Copiapó, Bolivien, 21.08.2002 (34131 Kilometer)
Bis zum Morgen haben die Schmerzen etwas nachgelassen. Das Sehfeld ist noch immer eingeengt, doch auch das scheint sich leicht gebessert zu haben.
Bereits eine Stunde nach Sonnenaufgang treffen Geländefahrzeuge mit der ersten Touristengruppe auf der Isla Incahuasi ein. Eine gute Gelegenheit, noch einmal die ortskundigen Führer zur Richtung nach Llica zu befragen, meinem Tagesziel am Nordwestufer des Salars. Gestern gab es dazu unterschiedliche Auskünfte. Ein Guide wies knapp rechts an der Nachbarinsel vorbei auf einen markanten Berg in der Ferne. Der zweite Befragte, der Fahrer eines bolivianischen Fernsehteams, deutete 30 Grad weiter nach rechts in die Nähe des Vulkans Tunupa. Er machte allerdings bei seinen Erklärungen einen etwas unsicheren Eindruck und schien in dieser Gegend nicht zu Hause zu sein. Die jetzt anwesenden Tourenführer bestätigen denn auch die erste Richtungsangabe, die mir gestern bereits plausibler erschien.

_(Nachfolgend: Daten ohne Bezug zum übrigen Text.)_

PR #2247, opened 2025-05-07
Refactor Environment.

jneem:
Removes unsafe code, and also makes Environment covariant.

When trying to use ouroboros in nls, I ran into the problem that Environment isn't covariant, because it uses a RefCell internally to do copy-on-write. I don't really understand why though: it seems more natural to do the copy-on-writing during `insert`, where we have a mutable reference already and don't need interior mutability.

So this PR makes that change, and also removes some unsafe code that doesn't seem necessary. Local benchmarks suggest a small speed-up, if we can believe them.

### DIFF
--- a/core/src/environment.rs
+++ b/core/src/environment.rs
@@ -16,14 +16,12 @@ use crate::metrics::{increment, sample};
 /// keys, and `V` are their value.
 ///
 /// The linked list is composed of the current layer and the previous layers.
-/// The current layer is stored as an `Rc<Hashmap>`. It is inserted in the previous layers
-/// by cloning.
-/// The insertion is made by trying to get the current layer as mutable using
-/// [`Rc::get_mut`]. If it can, it means it is the only owner of this layer
-/// in the environment, allowing it to mutate it. If it cannot, it means that
-/// the current has been cloned and inserted in the previous environment already,
-/// so it can safely be reset as a new hashmap.
-/// The previous layers are set in order from the most recent one to the oldest.
+/// The current layer is stored as an `Rc<Hashmap>`. It is inserted in the
+/// previous layers by cloning.
+///
+/// Insertions are made by copying-on-write: if the current layer has no other
+/// references, it is mutated. If it has other references, the current layer is
+/// pushed down as the new "previous" layer, and a new layer is started.
 #[derive(Debug, PartialEq)]
 pub struct Environment<K: Hash + Eq, V: PartialEq> {
     current: Rc<HashMap<K, V>>,
@@ -299,12 +297,19 @@ mod tests {
         assert_eq!(env_base.iter_layers().count(), 1);
         env_base.insert(2, 'b');
         assert_eq!(env_base.iter_layers().count(), 1);
-        // TODO: make this test case better
-        let _ = env_base.clone();
+
+        let _env2 = env_base.clone();
+        env_base.insert(3, 'c');
+        assert_eq!(env_base.iter_layers().count(), 2);
         let mut iter = env_base.iter_layers();
         let map1 = iter.next().unwrap();
-        assert_eq!(map1.get(&2), Some(&'b'));
-        assert_eq!(map1.get(&1), Some(&'a'));
+        assert_eq!(map1.get(&3), Some(&'c'));
+        assert_eq!(map1.get(&2), None);
+        assert_eq!(map1.get(&1), None);
+        let map2 = iter.next().unwrap();
+        assert_eq!(map2.get(&3), None);
+        assert_eq!(map2.get(&2), Some(&'b'));
+        assert_eq!(map2.get(&1), Some(&'a'));
         assert!(iter.next().is_none());
     }
 
--- a/core/src/environment.rs
+++ b/core/src/environment.rs
@@ -1,5 +1,5 @@
 //! An environment for storing variables with scopes.
-use std::collections::{hash_map, HashMap};
+use std::collections::{HashMap, HashSet};
 use std::hash::Hash;
 use std::iter::FromIterator;
 use std::rc::Rc;
@@ -16,10 +16,9 @@ use crate::metrics::{increment, sample};
 /// keys, and `V` are their value.
 ///
 /// The linked list is composed of the current layer and the previous layers.
-/// The current layer is stored as an `Rc<Hashmap>`. It is inserted in the
-/// previous layers by cloning.
+/// The current layer is stored as an `Rc<Hashmap>`.
 ///
-/// Insertions are made by copying-on-write: if the current layer has no other
+/// Insertions are made by "split-on-write": if the current layer has no other
 /// references, it is mutated. If it has other references, the current layer is
 /// pushed down as the new "previous" layer, and a new layer is started.
 #[derive(Debug, PartialEq)]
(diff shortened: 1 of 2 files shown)


core/src/environment.rs
```diff
@@ -19,43 +16,36 @@ use crate::metrics::{increment, sample};
...
-/// The insertion is made by trying to get the current layer as mutable using
-/// [`Rc::get_mut`]. If it can, it means it is the only owner of this layer
-/// in the environment, allowing it to mutate it. If it cannot, it means that
-/// the current has been cloned and inserted in the previous environment already,
-/// so it can safely be reset as a new hashmap.
-/// The previous layers are set in order from the most recent one to the oldest.
+/// The current layer is stored as an `Rc<Hashmap>`. It is inserted in the
+/// previous layers by cloning.
+///
+/// Insertions are made by copying-on-write: if the current layer has no other
```
yannham, line 22: Unless I'm misunderstanding (I'll probably know at the end of the review), I don't think copy-on-write is a really good name, because the whole point of the environment is to never copy anything (beyond  `Rc`s maybe). It's more like "share-on-write"?

yannham (changes requested):
I haven't read all of the diff, but I believe there's a confusion: the old environment is *not* copy-on-write. The current layer is never deeply cloned: it is appended to a shared linked list (prev) upon cloning, and shared among all clones. The reason why we need a refcell is that to implement this requirement, we need to mutate the environment upon cloning, but cloning is taking an immutable reference. I think we can consider current to be a uniquely owned `HashMap`, but we use `Rc` because it's easier to put in `prev` when needed and because it keeps track of previous clones for us instead of having to maintain a separate boolean flag.

This change, if I understand correctly, through `get_mut`, does copy the current layer upon writing after sharing. In fact, I believe the very first environment to be created (not from a clone) will never put anything in its previous layer, so it will be just one very large hashmap with a current layer.

It might end up being as a better approach in the end performance-wise, but this changes the complexity profile of the environment, and the impact isn't obvious to me. I wouldn't trust our simplistic benchmarks too much for this, unfortunately. I can try on larger benches locally, and see how it goes.

yannham:
Ah, sorry, I confused `get_mut` and `make_mut`, plus the "copy-on-write" terminology, made me making the wrong assumptions. I see that you're just delaying the mutation to the next insertion, which is fair.

jneem:
In fact, my first attempt used `make_mut`, but it failed because of the missing `Clone` bound :sweat_smile:

core/src/environment.rs
```diff
@@ -101,35 +103,18 @@ impl<K: Hash + Eq, V: PartialEq> Environment<K, V> {
...
-            // SAFETY: Rc::as_ptr never returnes null
-            .map(|hmap| unsafe { NonNull::new_unchecked(Rc::as_ptr(hmap) as *mut _) })
-            .collect();
-        // SAFETY: by design, env cannot be empty, and coming from an Rc, it is well aligned and initialized
-        let current_map = unsafe { env.pop().unwrap().as_ref() }.iter();
-        EnvElemIter { env, current_map }
+    pub fn iter_elems(
+        &self,
+    ) -> std::iter::Flatten<std::iter::Rev<std::vec::IntoIter<&HashMap<K, V>>>> {
+        let env: Vec<&HashMap<K, V>> = self.iter_layers().map(|hmap| &**hmap).collect();
```
yannham, line 116: Do we need to `collect` and then call `into_iter` right away for borrowing reasons (need to consume the first iterator)?

core/src/environment.rs
```diff
@@ -348,15 +296,20 @@ mod tests {
...
-        assert_eq!(map1.get(&2), Some(&'b'));
+        assert_eq!(map1.get(&3), Some(&'c'));
+        assert_eq!(map1.get(&2), None);
         assert_eq!(map1.get(&1), None);
         let map2 = iter.next().unwrap();
+        assert_eq!(map2.get(&3), None);
+        assert_eq!(map2.get(&2), Some(&'b'));
         assert_eq!(map2.get(&1), Some(&'a'));
-        assert_eq!(map2.get(&2), None);
         assert!(iter.next().is_none());
```
yannham, line 313: I find a bit counter intuitive that the next layer is empty. Where has `a` gone?

yannham (approved):

core/src/environment.rs
jneem: I don't understand: `c` is in the top layer (`map1`) and `a` and `b` are in the previous layer `map2`.

core/src/environment.rs
```diff
@@ -101,35 +103,18 @@ impl<K: Hash + Eq, V: PartialEq> Environment<K, V> {
...
-            .iter_layers()
-            // SAFETY: Rc::as_ptr never returnes null
-            .map(|hmap| unsafe { NonNull::new_unchecked(Rc::as_ptr(hmap) as *mut _) })
-            .collect();
-        // SAFETY: by design, env cannot be empty, and coming from an Rc, it is well aligned and initialized
-        let current_map = unsafe { env.pop().unwrap().as_ref() }.iter();
-        EnvElemIter { env, current_map }
+    pub fn iter_elems(
+        &self,
+    ) -> std::iter::Flatten<std::iter::Rev<std::vec::IntoIter<&HashMap<K, V>>>> {
```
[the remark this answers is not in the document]
jneem: It changes the behavior slightly, because with `impl Iterator` rust doesn't know if there's a `Drop` impl. I'll go with the `impl Iterator` though, it just requires one extra explicit `drop` in one test.

core/src/environment.rs
jneem: I think it's not so much for borrowing reasons as because we want to visit in reverse order. But the collecting was in the previous version also.

I wonder if it would be faster to implement `iter_elems` by walking the environment from newest to oldest, and keeping a `HashSet` to avoid repeating any keys. That seems maybe faster than the current approach that requires two collects. I'll try it.

core/src/environment.rs
yannham: My bad, I had trouble reading the diff, but looking at the final version alone it makes sense. I thought `a` disappeared from the iterator.

core/src/environment.rs
```diff
@@ -19,43 +16,36 @@ use crate::metrics::{increment, sample};
...
-        if !self.current.is_empty() && !self.was_cloned() {
-            sample!(
-                "Environment.curr_layer_size_at_clone",
-                self.current.len() as f64
-            );
-            self.previous.replace_with(|old| {
-                Some(Rc::new(Environment {
+        if self.current.is_empty() {
+            Self {
+                current: self.current.clone(),
```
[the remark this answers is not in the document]
jneem: Ok, I've measured this now and cloning the empty layer is actually faster: since the current layer is behind an `Rc`, making a fresh one requires an allocation which I guess is slower than the refcount stuff. I did simplify `clone` a little further though. Now all the emptiness checking is done in `set_current`.

core/src/environment.rs
jneem: Ok, I tried optimizing `iter` but it turns out that `iter` isn't actually used anywhere so I deleted it instead.

Before deleting the new `iter`, I tried using it to replace the existing uses of `iter_elems`, but it didn't help. Either way there's an allocation, and I guess the `Vec` for going backwards over the hashmaps beats the `HashSet` for tracking repeated elements.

"Das Ufer liegt 60 Kilometer entfernt", ergänzt einer. "Dann sind es noch einmal 25 Kilometer bis nach Llica. Kurz vor dem Rand des Salars laufen viele Spuren aus allen Richtungen zusammen auf einen befestigten Damm zu. Man kann nämlich nicht überall ans Ufer, weil es sehr schlammig ist." - Nur 85 Kilometer. Das wird ein leichter Tag.